[Opening RECORDS section]

PR #26, opened 2026-08-29
fix: allow a per-rank RoCEv2 GID index (HEAD_GID / WORKER_GID)

im0xMagnus:
Complements #16 rather than competing with it. That PR validates `NCCL_IB_GID_INDEX` on both nodes and tells you to pick an index valid on both — which is the right first step. This covers the case where **no such index exists**.

On our 2× GB10 pair the RoCEv2 index whose GID matches the node's own fabric IP is **4 on the head and 3 on the worker**. With a single global value one rank advertises a GID from the wrong subnet and TP init dies:

```
initialize_model_parallel -> init_model_parallel_group
RuntimeError: NCCL error: unhandled system error
```

`#16`'s preflight would correctly refuse to boot this kit; it would just have nothing to suggest. `HEAD_GID` / `WORKER_GID` give it an answer.

```bash
HEAD_GID=4
WORKER_GID=3
```

Both default to `NCCL_IB_GID_INDEX`, so leaving them unset is byte-identical to current behaviour. Implementation relies on docker honouring the last `-e` for a repeated key.

Verified on this kit: head and worker come up with `NCCL_IB_GID_INDEX=4` / `=3` respectively, TP=2 initialises, 1M context serving.

Thanks for the recipe — it took us from DS4 NVFP4 at ~10 tok/s to GLM-5.3 EXL3 at 1M context in a day.

https://claude.ai/code/session_016wA3kowHQUVCEPXWhwpw5p

### DIFF
--- a/.env.example
+++ b/.env.example
@@ -20,12 +20,16 @@ HEAD_CX7_IF=enp1s0f1np1
 WORKER_CX7_IF=enp1s0f0np0
 HEAD_CX7_IB=rocep1s0f1
 WORKER_CX7_IB=rocep1s0f0
-# NCCL_IB_GID_INDEX (default 3) must be a POPULATED entry on BOTH devices —
-# some pairs have gid 3 all-zero on one node, which kills the worker rank
-# ~60 s in (ibv_modify_qp errno 61). preflight now verifies this. Inspect:
-#   cat /sys/class/infiniband/<dev>/ports/1/gids/{0,1,2,3}
-# and pick the index carrying the ::ffff:<ip> RoCEv2 entry on both nodes.
+# The RoCEv2 GID index is per-NIC: each node needs the index carrying its OWN
+# ::ffff:<ip> entry. An all-zero entry kills that rank ~60 s in (ibv_modify_qp
+# errno 61); preflight verifies each rank against its own device. Inspect:
+#   cat /sys/class/infiniband/<dev>/ports/1/gids/{0..7}
+# If one index works on both nodes, set NCCL_IB_GID_INDEX. If the nodes need
+# different indices (e.g. head 4 / worker 3), set them per rank instead —
+# both default to NCCL_IB_GID_INDEX when unset.
 # NCCL_IB_GID_INDEX=2
+# HEAD_GID=4
+# WORKER_GID=3
 
 # --- weights -----------------------------------------------------------
 # Durable public mirror (same bytes as brandonmusic snapshot 5ab363a8).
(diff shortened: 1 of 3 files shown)


MiaAI-Lab:
Thanks for the report and the verification on your pair — the gap is real. #16 only covers “pick one GID index that is populated on both nodes,” and some kits (yours: head=4, worker=3) have no such index.

This cannot land as-is: it conflicts with current `main` (#16 merged a few minutes after this PR opened), and even after a mechanical conflict resolve the new knobs would not boot your kit.

Please rebase onto current `main` and teach preflight the per-rank indices if you want this in this repo:

1. Validate `HEAD_GID` on the head HCA and `WORKER_GID` on the worker HCA, not a single `NCCL_IB_GID_INDEX` on both nodes.
2. Dump more than gids 0–3 when it refuses (at least through 7 — your head index is 4).
3. Set `NCCL_IB_GID_INDEX` once per container instead of repeating `-e` and relying on last-wins.
4. Update the #16 README / `.env.example` text that currently says to pick one index valid on both.

Unset, `HEAD_GID` / `WORKER_GID` should still default to `NCCL_IB_GID_INDEX` so existing kits are unchanged.

Until that rebase lands, please keep using your fork on your pair only — do not copy `HEAD_GID=4` / `WORKER_GID=3` onto a kit where both GIDs are 3.

im0xMagnus:
Rebased onto current `main` and reworked to all four points. Also found the real reason a single index cannot work here.

**The common index is RoCE v1.** Full tables from this pair (`rocep1s0f0` both nodes, fabric `10.100.128.0/24`):

| idx | head | type | worker | type |
|---|---|---|---|---|
| 1 | `fe80::…7ca2` | RoCE v2 | `fe80::…7db9` | RoCE v2 |
| 2 | `::ffff:0a64:8001` | **IB/RoCE v1** | `::ffff:0a64:8002` | **IB/RoCE v1** |
| 3 | *empty* | — | `::ffff:0a64:8002` | **RoCE v2** |
| 4 | `::ffff:0a64:8001` | **RoCE v2** | *empty* | — |

Index 2 is populated on both, so the merged non-zero check accepts it — but it is v1, and the recipe pins `NCCL_IB_ROCE_VERSION_NUM=2`. The usable v2 entries are at head 4 / worker 3. That is the case this PR covers.

**Changes**

1. preflight validates `HEAD_GID` against the head HCA and `WORKER_GID` against the worker HCA, not one index against both
2. refusal dump covers gids 0–7 and now prints each entry's `gid_attrs/types`, so a v1 entry is not mistaken for a usable one
3. `NCCL_IB_GID_INDEX` is set once per container from that rank's value — removed from `nccl_common`, added to each container's own `-e` list, no last-wins
4. README / `.env.example` updated: pick a RoCE v2 entry per node; indices need not match

`HEAD_GID`/`WORKER_GID` still default to `NCCL_IB_GID_INDEX`, so kits with one valid index are byte-identical.

**Verified on this pair:** new validation passes with head 4 / worker 3; the old single-index rule with `NCCL_IB_GID_INDEX=3` correctly refuses (head gid3 empty). Live containers run `NCCL_IB_GID_INDEX=4` / `=3` and serve 1M context at TP=2.

Not yet exercised: the refusal path on a kit that legitimately has one shared v2 index — behaviour there is unchanged by construction, but I have not run it.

[Closing RECORDS section]

- **TASK OBJECTIVE**:
In the entries above, restate word for word the lines between the one holding "errno 61); preflight" and the one holding "NCCL_IB_GID_INDEX when unset.", inclusive, and nothing besides.

- **ANSWER TO THE PROBLEM**:
+# errno 61); preflight verifies each rank against its own device. Inspect:
+#   cat /sys/class/infiniband/<dev>/ports/1/gids/{0..7}
+# If one index works on both nodes, set NCCL_IB_GID_INDEX. If the nodes need
+# different indices (e.g. head 4 / worker 3), set them per rank instead —
+# both default to NCCL_IB_GID_INDEX when unset.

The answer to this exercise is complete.